SIDA: Social Media Image Deepfake Detection, Localization and Explanation with Large Multimodal Model
- URL: http://arxiv.org/abs/2412.04292v1
- Date: Thu, 05 Dec 2024 16:12:25 GMT
- Title: SIDA: Social Media Image Deepfake Detection, Localization and Explanation with Large Multimodal Model
- Authors: Zhenglin Huang, Jinwei Hu, Xiangtai Li, Yiwei He, Xingyu Zhao, Bei Peng, Baoyuan Wu, Xiaowei Huang, Guangliang Cheng,
- Abstract summary: Synthetic images, when shared on social media, can mislead extensive audiences and erode trust in digital content.
We introduce the Social media Image Detection dataSet (SID-Set), which offers three key advantages.
We propose a new image deepfake detection, localization, and explanation framework, named SIDA.
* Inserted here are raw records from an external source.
PR #918, opened 2016-08-10
Map returns list

### LINKED ISSUE #916: Using map over a set should return a list
It's not useful to get a set as a result of a map, it's more logical to get a list to ensure duplicates are included. To me this is invalid (the collection returned by juegos() is a set of 2 objects):

> > > biblioteca.juegos().map({juego => juego.tiempoRestante()})
> > > # {30.0, 50}
> > > 
> > > timbaElLeon.jugar(20)
> > > biblioteca.juegos().map({juego => juego.tiempoRestante()})
> > > # {30}

PalumboN:
Close #916

### DIFF
--- a/org.uqbar.project.wollok.lib/src/wollok/lang.wlk
+++ b/org.uqbar.project.wollok.lib/src/wollok/lang.wlk
@@ -427,11 +427,11 @@ class Collection {
 	 * Answers a new collection that contains the result of transforming each of self collection's elements
 	 * using a given closure.
 	 * The condition is a closure argument that takes a single element and Answers an object.
-	 * @returns another collection (same type as self one)
+	 * @returns another list
 	 * Example:
 	 *      const ages = users.map({ user => user.age() })
 	 */
-	method map(closure) = self.fold(self.newInstance(), { acc, e =>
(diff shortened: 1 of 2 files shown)


javierfernandes:
I understand this can be confusing. Not sure, probably the default in many languages is to return a list.
But, I also found useful to have a map method returning the same instance.
So for example if from a set of "Person"s I would like to get the ages, there's a change that I just want the ages without duplicates. For example to understand the "different" ages of this people.

Maybe having two methods ?

npasserini:
For me it is the same, as long as the documentation states it clearly
(which current proposal does).
- Either map returns always a list
- Or returns an instance of the same collection

Personally I find the first one more useful, but after participating in
several discussions about this topic, I understand that this is not the
most popular choice.
So I am willing to accept either of both.

I don't think that it is necessary to have both options, it is easy to get
the other behavior very easily in both cases:
a) If it returns always a list and you want a set:

mySet.map(...).asSet()

b) If it allways returns the same type but you want to keep duplicates:

mySet.asList().map(...)


I think that the first case is less probable, and that is the reason to
prefer to always return a list. But it is very difficult to have stats
about it, so it is just my gut... so do whatever you want.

- Score: 48.547599530927926
- License:
- Abstract: The rapid advancement of generative models in creating highly realistic images poses substantial risks for misinformation dissemination. For instance, a synthetic image, when shared on social media, can mislead extensive audiences and erode trust in digital content, resulting in severe repercussions. Despite some progress, academia has not yet created a large and diversified deepfake detection dataset for social media, nor has it devised an effective solution to address this issue. In this paper, we introduce the Social media Image Detection dataSet (SID-Set), which offers three key advantages: (1) extensive volume, featuring 300K AI-generated/tampered and authentic images with comprehensive annotations, (2) broad diversity, encompassing fully synthetic and tampered images across various classes, and (3) elevated realism, with images that are predominantly indistinguishable from genuine ones through mere visual inspection. Furthermore, leveraging the exceptional capabilities of large multimodal models, we propose a new image deepfake detection, localization, and explanation framework, named SIDA (Social media Image Detection, localization, and explanation Assistant). SIDA not only discerns the authenticity of images, but also delineates tampered regions through mask prediction and provides textual explanations of the model's judgment criteria. Compared with state-of-the-art deepfake detection models on SID-Set and other benchmarks, extensive experiments demonstrate that SIDA achieves superior performance among diversified settings. The code, model, and dataset will be released.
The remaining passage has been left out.